Thursday, August 20, 2009

Picture this: I was installing an exhibit at the Seashore Trolley Museum today when a young boy, about ten years old, walked into the gallery. He strode over to a corner of the room, stopped dead in his tracks, splayed his feet wide, let his jaw drop, and started hollering at his sibling:
"Wow! Sissy! Sissy, come HERE! You've gotta look at this. There's a really, really OLD computer here."

What was he looking at? A vintage Remington typewriter from the museum's collection, pushing a century old. You know the kind. The lovely, round, metal typewriter keys. The carriage return that snaps at the end of each line. A body heavy enough to throw your back out.

Using his prior knowledge, this boy's identification of the artifact made good sense. It had a keyboard. It sat on the table. What else could it be?

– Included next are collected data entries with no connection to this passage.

PR #8072, opened 2022-11-21
[Android] Calculate width for HorizontalFlowLayout

### LINKED ISSUE #7556: [Android][Rendering] ImageSet is occupying the full width
### Target Platforms

Android

### SDK Version

2.8.2

### Application Name

Webex, Adaptive Cards Visualizer

### Problem Description

In Android , ImageSet Component is always occupying the full width of card, because of that the adjacent elements are going out of the screen.

Even if the ImageSet's parent (Column in this case) is setting the width to "auto", imageset is behaving like "Stretch". Same Json is able to render the card correctly in Web. 

In code i can see there is no handling of width in ImageSetRenderrer.java for Android

image

I have attached the Layout inspector data as well in screen shot

### Screenshots

**On Web client the card is having Image set as WRAP_CONTENT:**

image

**On Adaptive Cards Visualizer ImageSet Component is going for MATCH_PARENT:**

image

**Layout Inspector data:**

Screenshot 2022-06-22 at 7 46 15 AM
 

**On Webex imageSet is again going for MATCH_PARENT:**

image

### Card JSON

```JSON
{
    "type": "AdaptiveCard",
    "version": "1.2",
    "body": [
        {
            "type": "ColumnSet",
            "columns": [
                {
                    "type": "Column",
                    "width": "auto",
                    "items": [
                        {
                            "type": "ImageSet",
                            "images": [
                                {
                                    "type": "Image",
                                    "url": "https://www.webex.com/content/dam/wbx/us/images/rebrand/webex-logo.png",
                                    "width": "50px",
                                    "size": "Medium"
                                }
                            ]
                        }
                    ]
                },
                {
                    "type": "Column",
                    "width": "stretch",
                    "items": [
                        {
                            "type": "TextBlock",
                            "text": "Test Card"
                        }
                    ]
                }
            ]
        }
    ]
}
```

### Sample Code Language

_No response_

### Sample Code

_No response_

anna-dingler:
# Related Issue

Fixes #7556 

# Description

Within the `onMeasure` method, we use the given `widthMeasureSpec` to get width.

I added an additional method `measureRequiredWidth` to sum the width of the view's children.
- If `MeasureSpec.getMode()` is `UNSPECIFIED`, we will use the calculated width.
- If `MeasureSpec.getMode()` is `AT_MOST`, we will use the calculated width only if it is less than the provided width.
- Otherwise, we will use the provided width.

# Sample Card

```JSON
{
    "type": "AdaptiveCard",
    "version": "1.2",
    "body": [
        {
            "type": "ColumnSet",
            "columns": [
                {
                    "type": "Column",
                    "width": "auto",
                    "items": [
                        {
                            "type": "ImageSet",
                            "images": [
                                {
                                    "type": "Image",
                                    "url": "https://www.webex.com/content/dam/wbx/us/images/rebrand/webex-logo.png",
                                    "width": "50px",
                                    "size": "Medium"
                                }
                            ]
                        }
                    ]
                },
                {
                    "type": "Column",
                    "width": "stretch",
                    "items": [
                        {
                            "type": "TextBlock",
                            "text": "Test Card"
                        }
                    ]
                }
            ]
        }
    ]
}
```

# How Verified

Verified manually on the Android Visualizer.

imageSet

###### Microsoft Reviewers: [Open in CodeFlow](https://portal.fabricbot.ms/api/codeflow?pullrequest=https://github.com/microsoft/AdaptiveCards/pull/8072)

### DIFF
--- a/source/android/adaptivecards/src/main/java/io/adaptivecards/renderer/layout/HorizontalFlowLayout.java
+++ b/source/android/adaptivecards/src/main/java/io/adaptivecards/renderer/layout/HorizontalFlowLayout.java
@@ -65,15 +65,28 @@ public class HorizontalFlowLayout extends RelativeLayout {
         // need to call super.onMeasure(...) otherwise we'll get some funny behaviour
         super.onMeasure(widthMeasureSpec, heightMeasureSpec);
 
-        final int width = MeasureSpec.getSize(widthMeasureSpec);
+        int width = MeasureSpec.getSize(widthMeasureSpec);
         int height = MeasureSpec.getSize(heightMeasureSpec);
 
+        final int requiredWidth = measureRequiredWidth(
+            getPaddingLeft(),
+            getPaddingRight());
+
+        if (MeasureSpec.getMode(widthMeasureSpec) == MeasureSpec.UNSPECIFIED) {
+            // set width as required since there's no height restrictions
+            width = requiredWidth;
+        } else if (MeasureSpec.getMode(widthMeasureSpec) == MeasureSpec.AT_MOST
+                && requiredWidth < width) {
+            // set width as required since it's less than the maximum allowed
+            width = requiredWidth;
+        }
+
         final int requiredHeight = measureRequiredHeight(
-                width,
-                getPaddingTop(),
-                getPaddingBottom(),
-                getPaddingLeft(),
-                getPaddingRight());
+            width,
+            getPaddingTop(),
+            getPaddingBottom(),
+            getPaddingLeft(),
+            getPaddingRight());
 
         if (MeasureSpec.getMode(heightMeasureSpec) == MeasureSpec.UNSPECIFIED) {
             // set height as required since there's no height restrictions
@@ -231,5 +244,45 @@ public class HorizontalFlowLayout extends RelativeLayout {
         ypos += line_height + paddingBottom;
 
         return ypos;
+    }
+
+    /**
+     * Measures the width required by this view
+     * by summing the width and padding of all of it's children.
+     * <p>
+     * (Package-private visibility for uint tests access.)
+     *
+     * @param paddingLeft left padding for this view.
+     * @param paddingRight right padding for this view.
+     * @return the height required by this view.
+     */
+    int measureRequiredWidth(final int paddingLeft,
+                             final int paddingRight) {
+        int requiredWidth = paddingLeft + paddingRight;
+        int childWidth, childMarginLeft, childMarginRight;
+        View child;
+        MarginLayoutParams childMarginLayoutParams;
+        // Go through the children to get the total width of the view
+        for (int i = 0; i < getChildCount(); i++) {
+            child = getChildAt(i);
+
+            if (child.getVisibility() != GONE) {
+                childWidth = child.getMeasuredWidth();
+
+                if (child.getLayoutParams() != null
+                    && child.getLayoutParams() instanceof MarginLayoutParams) {
+                    childMarginLayoutParams = (MarginLayoutParams) child.getLayoutParams();
+
+                    childMarginLeft = childMarginLayoutParams.leftMargin;
+                    childMarginRight = childMarginLayoutParams.rightMargin;
+                } else {
+                    childMarginLeft = 0;
+                    childMarginRight = 0;
+                }
+
+                requiredWidth += childMarginLeft + childWidth + childMarginRight;
+            }
+        }
+        return requiredWidth;
     }
 }
--- a/source/android/adaptivecards/src/main/java/io/adaptivecards/renderer/layout/HorizontalFlowLayout.java
+++ b/source/android/adaptivecards/src/main/java/io/adaptivecards/renderer/layout/HorizontalFlowLayout.java
@@ -65,6 +65,7 @@ public class HorizontalFlowLayout extends RelativeLayout {
         // need to call super.onMeasure(...) otherwise we'll get some funny behaviour
         super.onMeasure(widthMeasureSpec, heightMeasureSpec);
 
+        // Width and height are initially set to be the requested size by the parent
         int width = MeasureSpec.getSize(widthMeasureSpec);
         int height = MeasureSpec.getSize(heightMeasureSpec);
 
--- a/source/android/adaptivecards/src/main/java/io/adaptivecards/renderer/layout/HorizontalFlowLayout.java
+++ b/source/android/adaptivecards/src/main/java/io/adaptivecards/renderer/layout/HorizontalFlowLayout.java
@@ -72,13 +72,12 @@ public class HorizontalFlowLayout extends RelativeLayout {
         final int requiredWidth = measureRequiredWidth(
             getPaddingLeft(),
             getPaddingRight());
+        final int widthMode = MeasureSpec.getMode(widthMeasureSpec);
 
-        if (MeasureSpec.getMode(widthMeasureSpec) == MeasureSpec.UNSPECIFIED) {
-            // set width as required since there's no height restrictions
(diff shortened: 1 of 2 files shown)


source/android/adaptivecards/src/main/java/io/adaptivecards/renderer/layout/HorizontalFlowLayout.java
```diff
@@ -65,15 +65,28 @@ protected void onMeasure(int widthMeasureSpec, int heightMeasureSpec) {
         // need to call super.onMeasure(...) otherwise we'll get some funny behaviour
         super.onMeasure(widthMeasureSpec, heightMeasureSpec);
 
-        final int width = MeasureSpec.getSize(widthMeasureSpec);
+        int width = MeasureSpec.getSize(widthMeasureSpec);
```
anna-dingler, line 68: @jwoo-msft I believe on ImageSet uses this layout. Are there any other scenarios we should be testing here?

source/android/adaptivecards/src/main/java/io/adaptivecards/renderer/layout/HorizontalFlowLayout.java
```diff
@@ -232,4 +245,44 @@ int measureRequiredHeight(final int width,
...
+     * Measures the width required by this view
+     * by summing the width and padding of all of it's children.
+     * <p>
+     * (Package-private visibility for uint tests access.)
+     *
+     * @param paddingLeft left padding for this view.
+     * @param paddingRight right padding for this view.
+     * @return the height required by this view.
+     */
+    int measureRequiredWidth(final int paddingLeft,
```
jwoo-msft, line 259: does this ensure that images are set?
if the images are not yet loaded, will this method still work?
what is ensuring that images size are available?

source/android/adaptivecards/src/main/java/io/adaptivecards/renderer/layout/HorizontalFlowLayout.java
anna-dingler: Yes, the width and height here are the requested height from the parent. I can update the name.

source/android/adaptivecards/src/main/java/io/adaptivecards/renderer/layout/HorizontalFlowLayout.java
anna-dingler: I debugged in the visualizer, and the images are rendered before calling onMeasure(). onMeasure is called when the card is displayed (switching to the Visual tab), and images are loaded as soon as the JSON is rendered.

This is also very similar logic to the `measureRequiredHeight` method, so I don't think it is an issue.

source/android/adaptivecards/src/main/java/io/adaptivecards/renderer/layout/HorizontalFlowLayout.java
anna-dingler: I added a comment to explain the initial values here. We want a generic name since we reassign the variable later.

source/android/adaptivecards/src/main/java/io/adaptivecards/renderer/layout/HorizontalFlowLayout.java
jwoo-msft: or it could be that it works with the fast connection; and may fails with slower connection. but this should be fine since  that logic has been there for while.

source/android/adaptivecards/src/main/java/io/adaptivecards/renderer/layout/HorizontalFlowLayout.java
```diff
@@ -65,15 +65,29 @@ protected void onMeasure(int widthMeasureSpec, int heightMeasureSpec) {
...
+            getPaddingLeft(),
+            getPaddingRight());
+
+        if (MeasureSpec.getMode(widthMeasureSpec) == MeasureSpec.UNSPECIFIED) {
+            // set width as required since there's no height restrictions
+            width = requiredWidth;
+        } else if (MeasureSpec.getMode(widthMeasureSpec) == MeasureSpec.AT_MOST
+                && requiredWidth < width) {
+            // set width as required since it's less than the maximum allowed
+            width = requiredWidth;
```
jwoo-msft, line 82: since you are setting width to the same value; or seems to be more appropriate. saving the result of MeasureSpec.getMode(widthMeasureSpec) makes sense here.

source/android/adaptivecards/src/main/java/io/adaptivecards/renderer/layout/HorizontalFlowLayout.java
```diff
@@ -232,4 +246,44 @@ int measureRequiredHeight(final int width,
...
+        int requiredWidth = paddingLeft + paddingRight;
+        int childWidth, childMarginLeft, childMarginRight;
+        View child;
+        MarginLayoutParams childMarginLayoutParams;
+        // Go through the children to get the total width of the view
+        for (int i = 0; i < getChildCount(); i++) {
+            child = getChildAt(i);
+
+            if (child.getVisibility() != GONE) {
+                childWidth = child.getMeasuredWidth();
```
jwoo-msft, line 271: if child visibility is GONE, childWidth will use the previous child's width or undefined if it's first element.

source/android/adaptivecards/src/main/java/io/adaptivecards/renderer/readonly/ImageSetRenderer.java
```diff
@@ -94,11 +94,11 @@ public View render(
 
         if (imageSet.GetHeight() == HeightType.Stretch)
         {
-            viewGroup.addView(horizFlowLayout, new LinearLayout.LayoutParams(LinearLayout.LayoutParams.MATCH_PARENT, LinearLayout.LayoutParams.MATCH_PARENT, 1));
+            viewGroup.addView(horizFlowLayout, new LinearLayout.LayoutParams(LinearLayout.LayoutParams.WRAP_CONTENT, LinearLayout.LayoutParams.MATCH_PARENT, 1));
```
jwoo-msft, line 97: what's he justification for this?

source/android/adaptivecards/src/main/java/io/adaptivecards/renderer/layout/HorizontalFlowLayout.java
anna-dingler: Yes, but we only add `childWidth` to `requiredWidth` within this conditional, so we shouldn't run into any issues here?

jwoo-msft: sorry about that. LN270 looked like it matched with LN279. This still applies if child layout param is null or is not instance of MarginLayoutParam.

source/android/adaptivecards/src/main/java/io/adaptivecards/renderer/layout/HorizontalFlowLayout.java
anna-dingler: I just made this change and refactored for height as well :)
Let me know what you think

source/android/adaptivecards/src/main/java/io/adaptivecards/renderer/readonly/ImageSetRenderer.java
anna-dingler: Good call out - this was leftover from my initial investigation and doesn't have an impact. Just removed it

KesemZ (approved):

jwoo-msft (approved):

This reminded me that the 12th annual Beloit College Mindset List hit the press this week, offering a glimpse of our world through the eyes of this year's incoming college class - er - that would be the Class of 2013, right? Anyway, this year's list revealed that incoming college students have never used a card catalog to find a book, have never had to wait until the evening news to find out the news, nor have they known a world without the internet, let alone a world without desktop computers. Apparently, the idea of this list is to prevent college professors from cracking jokes like "Here's Johnny!" when their students have no idea who Johnny Carson was. Or something like that. Now, to be honest here, what rap star could I possibly bump into, literally, and know that he was one? Silence. Cultural references change quickly. Not only do typewriters become "really old computers" but vinyl records become "the largest CD I've ever seen." It seems to me that the "teaching with technology" trend in our schools could support "teaching about technology."

How can our society raise problem-solving citizens (as well as a sufficient number of home-grown engineers) unless children not only learn about the history of technology but about how scientific processes and critical thinking are fundamental parts of human society? The technology that kids worship (you know what I mean here) doesn't just drop into their hands out of nowhere as they might think. It emanates from our daily human needs, wants, and challenges. We identify a problem and then use our creativity to imagine a solution. We design it and test it. Then, maybe we design and test it ten more times before it really works. These design and development processes drive technological change. It's how we went from this "old fashioned" canvas roll sign in bus windows (below) to the flickering digital ones we see now.

Now more than ever, our children are often better at using digital stuff than we are; yet, in truth, these coveted objects (think iPods, iPhones) are "black boxes" to them. They don't know what the technology is that drives them, how it works, or how it evolved.

I'm not speaking anecdotally here. There's a movement afoot nationally to bolster our public education standards with an emphasis on what are called the Skills and Traits of Scientific Inquiry and Technological Design. Thankfully, the new learning standards of Maine's Department of Education encourage the development of these skills.

Science and Technology Specialist Anita Bernhardt advised Seashore Trolley Museum to look at Boston's Museum of Science for best practices in science education, particularly their Engineering is Elementary program in the National Center for Technological Literacy. The museum hosted our first professional development workshop for elementary school teachers this spring, a workshop that focused on how to teach about electrical circuits and engineering design. Now that we're finishing up the installation of History in Motion: Public Transportation Connecting Maine's Communities, we're preparing to head out into school districts to share workshops and lesson plans, with electrical wires and duct tape hanging out of our pockets. Maine's history of public transportation (the horse-drawn streetcars, the trolleys, the buses) offers a valuable opportunity to integrate history and science learning standards.

And we'll be keeping our eyes open for those really old computers and huge CDs lurking in the closets.